JAKARTA, koranmadura.com – Tepat pada tanggal ini, pada 2015 pemerintah Jepang meminta maaf secara resmi kepada Korea Selatan atas kasus perempuan-perempuan yang dipaksa melayani kebutuhan seksual tentara-tentaranya selama masa Perang Dunia Kedua.
Dalam konferensi pers di Seoul, Fumio Kishida, Menteri Luar Negeri Jepang, mengakui keterlibatan otoritas militer dalam kasus budak seks atau jugun ianfu itu.
Kishida juga menyebut kasus tersebut telah melukai kehormatan dan martabat sejumlah besar perempuan, seperti yang dikutip dari laman resmi Kementerian Luar Negeri Jepang.
BBC menyatakan diperkirakan ada lebih dari 200 ribu perempuan yang direkrut untuk menjadi budak seks tentara-tentara Jepang sepanjang Perang Dunia Kedua. Sebagian besar berada di Korea, sementara yang lain berada di China, Filipina, Indonesia, dan Taiwan.

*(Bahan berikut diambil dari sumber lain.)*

PR #4665, opened 2024-05-15
Open advancement tab regardless of currently open tab

gecko10000:
The current behavior is that the form for the advancement only opens if the tab was already selected. The `currentAdvancementCategoryId` also never changed, so only the initial tab was openable. This fixes the logic by sending the (uncancellable) advancement tab switch packet when opening the tab, setting the `currentAdvancementCategoryId`, and opening the corresponding form.


Camotoy (approved):
Looks fine to me; someone just has to test it.

onebeastchris:
Just tested it, seems to work fine. Thanks for the PR!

“Sebagai Perdana Menteri Jepang, Perdana Menteri Shinzo Abe menyampaikan lagi permintaan maafnya yang paling tulus dan penyesalannya kepada semua perempuan yang mengalami pengalaman menyakitkan serta menderita luka fisik dan psikologis yang tak dapat disembuhkan sebagai wanita penghibur,” ujar Kishida.
Pemerintah Jepang dan Korea Selatan juga mencapai kesepakatan untuk masalah jugun ianfu itu. Dalam skema yang disepakati saat itu, Jepang siap membayar 1 miliar yen atau senilai USD 8,3 juta dari anggaran nasionalnya untuk korban perbudakan seks tentara Jepang di Korea Selatan.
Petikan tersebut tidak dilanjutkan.